Issue #130, opened 2025-08-27
[Feature] support VectorStore


alnzng:
### Search before asking

- [x] I searched in the [issues](https://github.com/apache/flink-agents/issues) and found nothing similar.

### Description

support VectorStore

### Are you willing to submit a PR?

- [ ] I'm willing to submit a PR!

PR #165, opened 2025-09-15
[api][python] support VectorStore and provide a built-in Chroma implementation

alnzng:
Linked issue: #130

### Purpose of change

This PR adds vector store support to Flink Agents by defining base abstractions for vector store connections and setups, along with a complete Chroma vector store implementation which provides both local(in-memory) mode and server mode.

### Tests

Unit tests

### API

 Core Vector Store Abstractions:
  - BaseVectorStoreConnection - Abstract base for vector store connections with raw embedding search
  - BaseVectorStoreSetup - Abstract base coordinating embedding models with vector stores
  - VectorStoreQuery - Structured query object for text-based semantic search
  - VectorStoreQueryResult - Standardized result containing retrieved documents
  - Document - Document model with content, metadata, and optional ID
  - VectorStoreQueryMode - Enum for query types (currently SEMANTIC)

  ChromaDB Implementation:
  - ChromaVectorStoreConnection - Chroma-specific connection implementation
  - ChromaVectorStoreSetup - Chroma-specific setup implementation

### Documentation

https://github.com/apache/flink-agents/discussions/143


alnzng:
@xintongsong @wenjin272 I would like to know your thoughts if we can disable Python 3.9. 

I'm thinking that we might have to disable Python 3.9 to unblock some new features(include this PR) based on my observation: 

- For this PR, it brings a new dependency `chroma` which requires Python `>= 3.10`. 
- I observed this PR https://github.com/apache/flink-agents/pull/107 tries to bring a new `mcp` dependency which requires Python `>= 3.10` as well: https://github.com/apache/flink-agents/pull/107/files#diff-1a45bd938160f7761769e7b6fbc819d1cc7f84ce37f1a6a23ef83cc4e214abc8R32

It might be a common requirements on Python `>= 3.10` once we add more dependencies to offer built-in implementation.

python/flink_agents/api/resource.py
```diff
@@ -25,16 +25,18 @@
...
+    vector_store and prompt.
     """
 
     CHAT_MODEL = "chat_model"
     CHAT_MODEL_CONNECTION = "chat_model_connection"
     TOOL = "tool"
     EMBEDDING_MODEL = "embedding_model"
     EMBEDDING_MODEL_CONNECTION = "embedding_model_connection"
+    VECTOR_STORE = "vector_store"
+    VECTOR_STORE_CONNECTION = "vector_store_connection"
```
wenjin272, line 38: After adding resource type, there are some things to do to enable use the resource in Agent.

1. Add correspond decorator @vector_store_setup and @vector_store_connection
2. Insert `add_vector_store_setup` and `add_vector_store_connection` in `AgentsExecutionEnvironment` and `Agent`
3. Support retrieve the resource in `AgentPlan`

Additionally, to enable using it in a Agent in flink job, should also add the resource type in java `ResourceType`, for `ResourceProviderJsonDeserializer` depends it.

wenjin272 (commented):
Hi, @alnzng, it's really a great work. The vector store api and implementation look good to me. And I left some comments about how to use vector store in Agent.

About the python version, I will disable python 3.9 and reformat code in #168.

python/flink_agents/api/resource.py
alnzng: Thank you @wenjin272 ! You are totally correct that I should add these kind of changes in this PR. Let me add these missing pieces. 
(you reminded me a similar thing while I was implementing embedding model support, and I forgot it 😞 )

>Additionally, to enable using it in a Agent in flink job, should also add the resource type in java ResourceType, for ResourceProviderJsonDeserializer depends it.

Let me take a look this part, didn't know this gap. Thanks for your suggestion!

alnzng: Fixed these gaps, thanks!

Work instruction — Please write out exactly the line containing "Hi, @alnzng, it's" and every line after it through the end of the records, nothing more.

Result of the task —
Hi, @alnzng, it's really a great work. The vector store api and implementation look good to me. And I left some comments about how to use vector store in Agent.

About the python version, I will disable python 3.9 and reformat code in #168.

python/flink_agents/api/resource.py
alnzng: Thank you @wenjin272 ! You are totally correct that I should add these kind of changes in this PR. Let me add these missing pieces. 
(you reminded me a similar thing while I was implementing embedding model support, and I forgot it 😞 )

>Additionally, to enable using it in a Agent in flink job, should also add the resource type in java ResourceType, for ResourceProviderJsonDeserializer depends it.

Let me take a look this part, didn't know this gap. Thanks for your suggestion!

alnzng: Fixed these gaps, thanks!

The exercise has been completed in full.